China is a rising star, but unusually weak and poor
Jacques deLisle
is a professor of law and a member of the faculty of the Center for East Asian Studies at the University of Pennsylvania
When hordes of athletes, dignitaries, journalists and tourists arrive in Beijing for the Olympics, they will find a China that has become strong and prosperous to an extent unimaginable a generation ago. The quest for wealth and power, an ancient imperative of Chinese statecraft, has been a central goal of China's Communist leaders. They have pursued it through Soviet-style economic planning, to catastrophic Maoist "leaps forward," and, more recently, "Wild East" capitalism.
China's rulers are eager, indeed, anxious, to press this image of a rich and formidable China upon visitors to the Games and upon the wider world. The host regime sees the Olympics as a coming-out party for a recently minted great power, as well as a final step in China's recovery from the criticism that followed suppression of the Tiananmen Movement in 1989 and helped scuttle Beijing's bid for the 2000 Games.
Yet China is unusual for a rising power. More than the United States or the Soviet Union or Great Britain during their periods of ascension, China is still weak. Despite a massive military modernization program, China's capabilities remain limited, especially its ability to project conventional force over distance.
Moreover, China is still poor. True, its economy is now the world's second-largest in "purchasing power parity" terms (a measure that adjusts for lower costs of many goods and services in less developed countries).

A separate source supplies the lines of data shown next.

PR #12, opened 2023-10-31
fix: various tooltip and ui fixes

sampullman:


apps/builder-demo/subset.config.js
```diff
@@ -32,6 +32,7 @@ module.exports = {
       'prosemirror-state',
       'prosemirror-transform',
       'prosemirror-view',
+      'highlight.js/lib/core',
```
sampullman, line 35: Add new lib to subset for Docker build

libs/frontend/feature-build/src/components/toolbar/ToolbarBreakpointOption.vue
```diff
@@ -92,6 +97,7 @@ const breakpointHint = computed(() => {
     @mixin flex-center;
     width: 40px;
     height: 40px;
+    position: relative;
```
sampullman, line 100: @abemscac I'm not exactly sure whether it's due to updating `@floating-ui`, or something that happened when I migrated libs, but somehow all the tooltip positions were broken. I had to make sure all the parents had `position: relative;`, it makes sense but I'm not sure why it worked previously.

libs/frontend/ui-widgets/src/lib/InfoBubble.vue
```diff
@@ -73,20 +73,38 @@ const props = withDefaults(
...
-const show = ref(false)
 let hoverTimer: ReturnType<typeof setTimeout> | undefined
 
 const clickInfo = () => {
-  show.value = !show.value
+  setShow(!show.value)
   cancelBubbleDelay()
 }
 
+const setShow = (newShow: boolean) => {
```
sampullman, line 97: Rewrote all consumers of `useTooltip` to use `show` provided by the composable, instead of trying to track separately. `tooltipMouseEnter` should probably be renamed, since it's now used generally to indicate the tooltip should be shown.

libs/frontend/ui-widgets/src/lib/form/PSMultiselect.vue
```diff
@@ -152,6 +152,7 @@ const {
 } = useDropdown({
   clickawayIgnoreSelector: `div[data-toggle-id="${dataToggleId}"]`,
   offset: { mainAxis: 0, crossAxis: 0 },
+  layoutShift: false,
```
sampullman, line 155: @abemscac I noticed some dropdown menus will repeatedly receive the `autoUpdate` callback from `@floating-ui`. Once the menu is clicked, it will settle and only be called as expected. Setting `autoUpdate` option `layoutShift` to false fixes this, although it means the menus won't automatically shift to the top/bottom on scroll.

For now this is ok, since I don't really like the automatic menu shifting anyway, but it would be nice to figure out the autoUpdate issue. It might be related to the flex layout interaction with `IntersectionObserver` in floating-ui, but I didn't figure out the exact reason.

libs/frontend/util-tooltip/src/lib/use-tooltip.ts
```diff
@@ -45,51 +55,94 @@ export const useTooltip = (options?: IUseTooltipOptions): IUseTooltip => {
...
     position: strategy.value,
     top: `${y.value ?? 0}px`,
     left: `${x.value ?? 0}px`,
     width: 'max-content',
     'z-index': 1001,
-  }))
+  })
+
+  const updatePosition = async () => {
+    if (itemRef.value && tooltipRef.value) {
```
sampullman, line 110: @abemscac I rewrote `use-tooltip` to make use of `autoUpdate`, because I couldn't figure out why all the tooltips were suddenly placed incorrectly. For some reason, `useFloating` resulted in top/left = 0, where before it worked correctly.

This more closely matches floating-ui examples for arrow styling, so I think it's ok, even though I don't understand how the previous code broke.

PR #14, opened 2023-11-02
feat(platform-api): api template categories #848

ClaireMao1996:
Close https://github.com/samatechtw/pubstudio/issues/848


sampullman:
Thanks! I'll fix the frontend typing issues. I wonder if it's worth moving the platform API types back to the platform monorepo 🤔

And China's economy has been growing at more than 10 percent a year for much of the last three decades.
In the more common exchange-rate-based measure of economic size, however, China trails Germany. China's economy is vast, but then, so is its population. Great powers ordinarily do not rank below the world median in per-capita income. But China does. By World Bank measures, it is a lower-middle-income country. Average income does not much surpass $2,000 - or a still-modest $5,400 or so in purchasing power parity terms.

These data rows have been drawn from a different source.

PR #22, opened 2023-11-06
feat(site-api): visiting the preview page before editor saves is conf…

ClaireMao1996:
Close https://github.com/samatechtw/pubstudio/issues/857

### DIFF
--- a/apps/api-site-test/test/integration/get-site.spec.ts
+++ b/apps/api-site-test/test/integration/get-site.spec.ts
@@ -51,6 +51,44 @@ describe('Get Site', () => {
       expect(body.pages).toBeDefined()
     })
 
+    it('returns site data if current update_key does not match the saved one', async () => {
+      const response = await api
+        .get(`${testEndpoint}/${siteId}`)
+        .query({ update_key: 1 })
+        .set('Authorization', adminAuth)
+        .expect(200)
+      const body: IGetSiteApiResponse = response.body
+
+      expect(body.id).toEqual(1)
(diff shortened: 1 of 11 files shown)


ClaireMao1996:
I suddenly thought, can we use `updated_at` as the update_key?

sampullman:
Sorry I missed your comment! You're right, I'm not sure why I didn't think of that.

We'll need something more advanced in the future if we support multiple people editing at the same time, but for now I don't see why `updated_at` can't be used.

ClaireMao1996:
If we decide to use `updated_at` as the update key, I think backend may not need to changes? However, I'm not entirely sure if this approach will be sufficient for our future needs.

sampullman:
The backend should still be updated to return no data when `updated_at` in the request matches, is that what you mean?

ClaireMao1996:
I mean, if we use `updated_at` as the update key, `updated_at` will be updated every time when the site is updated. So, when the frontend is on the preview page and polls the API every few seconds, it can use the `updated_at` value from the response to compare it with the current `updated_at` to determine if there's a need to refresh the entire page. Does that make sense, or have I misunderstood something? 🤔

sampullman:
That's correct! I just meant that the `get-site` endpoint still has to be adjusted only return data if `updated_at` doesn't match, or if it's not provided in the query.

Otherwise it seems like we don't need to modify the `update-site` endpoint or DB entities.

ClaireMao1996:
Oh, I see! Thank you! I think I'll create a new PR for this. Adjust to the version with 'updated_at'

Challenges posed by this relative poverty are made worse by severe inequality and an aging population. By the most common measures, China's society has greater inequality than that of the United States (where inequality is much higher than in almost any other developed economy) and most other countries, especially in East Asia. Chinese urbanites have incomes more than three times those of rural residents. Average income in Shanghai is nearly tenfold that of China's poorest provinces. Policies to redress still-rising inequality are just beginning. If zealously pursued, such policies could threaten the growth that has underpinned China's rise and its rulers' legitimacy.
China also will grow old before it gets rich. Senior citizens are the fastest-growing age group in China. The proportion of Chinese above age 65 soon will approach that in the United States, and it is much higher than in other developing countries. The graying of China stems from harsh population-control policies adopted a quarter-century ago to avoid economically ruinous population growth. But the increasing ratio of retirees to workers imperils investment rates and productivity gains that have sustained China's growing economy and geopolitical clout.

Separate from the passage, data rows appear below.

PR #23, opened 2023-11-06
feat: workaround for editor root 100% height

sampullman:


apps/web-site/src/app/App.vue
```diff
@@ -164,8 +164,6 @@ body {
   margin: 0;
   width: 100%;
   height: 100%;
-  background-color: #f8f5f0;
```
sampullman, line 167: I had to remove these for the workaround to take effect.

libs/frontend/feature-build/src/components/BuildContent.vue
```diff
@@ -58,10 +63,25 @@ const innerStyle = computed<StyleValue>(() => {
 
   const innerHeight = buildContentWindowHeight / builderScale
 
+  // Set builder background/color to page root to handle the case
+  //   when child components overflow the root
+  let rootStyles: IRawStyle | undefined = undefined
+  if (activePage.value) {
```
sampullman, line 69: @abemscac This is the workaround for the editor. It's probably not very efficient to do it this way, but it seems to work for all cases.

libs/frontend/feature-render/src/lib/get-page-style.ts
```diff
@@ -46,6 +48,34 @@ export const getBuildPageStyle = (site: ISite, page: IPage): IRawStyleRecord =>
   return pageStyle
 }
 
+export const getRootBackgroundStyle = (
```
sampullman, line 51: @abemscac This is messy, maybe there's a better way to do it. It just grabs the `background` and `background-color` properties from the page root for all breakpoints.

libs/frontend/feature-render/src/lib/use-render.ts
```diff
@@ -62,8 +65,11 @@ export const useRender = (options: IUseRenderOptions): IUseRender => {
   const livePageComponentStyle = computed(() => {
     let styleContent = ''
     if (activePage.value && site.value) {
+      const htmlStyle = getRootBackgroundStyle(site.value.context, activePage.value)
       const pageStyle = getLivePageStyle(site.value.context, activePage.value)
-      styleContent = queryStyleToString(site.value.context, pageStyle)
+      styleContent =
+        queryStyleToString(site.value.context, htmlStyle) +
```
sampullman, line 71: @abemscac The `html` style for preview and live mode is added here.

sampullman:
@abemscac I'll wait until you have a chance to take a look at this tomorrow before merging! I tested a few scenarios and it seems to work, but I could have missed something.

abemscac:
Hi @sampullman 

The workaround seems to work well! The only thing I've noticed (it's probably not an issue at all) is that if `height: 100%` is applied to the root component, the height of the root component will be 100% of editor-view in build mode, so we'll see the bottom border of the root component when we scroll down a little bit:

https://github.com/samatechtw/pubstudio-builder/assets/59676941/9fc628c9-ef2b-4d00-8213-463f5dca5cb8

This means that if `overflow: auto` is applied to the root component, two scrollbars are expected to be seen on the screen. If it's `overflow: hidden` then the content after 100vh will become invisible.

https://github.com/samatechtw/pubstudio-builder/assets/59676941/8855caf6-93a2-4fc5-8ad5-2c59873354e6

But I don't think this will be a problem, because for most cases people will not add `overflow` to the root component. That being said, do you think it's necessary to remove `height: 100%` from the default style of the root component? The fix still seemed to be working after  it's removed.

sampullman:
Good point! I will remove `height: 100%` from the root. I think it's only used for a few types of sites, usually a template can take care of those details if needed.

sampullman:
@abemscac After some further testing I decided to keep `height: 100%` on the root component for now. It's better for the situation where the user sets child component height to 100%, but worse if they set the root overflow to hidden (as you mention).

Maybe we can think of a solution that's best for all situations later! Some options could be automatically setting certain root properties when the user changes something (e.g. remove 100% height if overflow is set on root), or providing some explanation about strategies for handling root styling.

In keeping with its uncertain prowess, China is an ambivalent power. Its approach to foreign relations often still hews to Deng Xiaoping's injunction to "hide brightness and nourish obscurity" - to downplay strength and avoid driving other states to contain or counterbalance China. Under Hu Jintao, China's foreign policy has pursued a "peaceful rise" or "peaceful development" or "harmonious world" - each catchphrase adopted because its predecessor was insufficiently reassuring to an increasingly wary world.
A more aggressive Chinese approach has been emerging. Officials and thinkers are invoking a "Chinese model" developing countries could embrace instead of the neo-liberal economics and trade liberalism preached by Washington. Chinese leaders lecture once-smug Americans on failures of U.S. economic policy.
To some extent, greater assertiveness is inevitable. Rising powers seek to change international regimes they did not shape. China, however, has compelling reasons to accept, even support the status quo for now. It depends on participation in the global economy to sustain growth and stability, and it lacks the leverage to demand major changes. Still, although Chinese leaders have a strong record of putting interest ahead of ideology, there is a risk that China's heady sense of accomplishment and resurgent popular nationalism - both of which will be on display at the Olympics - will drive China to challenge the rules of the game on matters ranging from trade to security. Although acquiescence is more likely in the near term, if and when China becomes less compliant, it could pose problems for another country that benefits even more from the current order - the United States.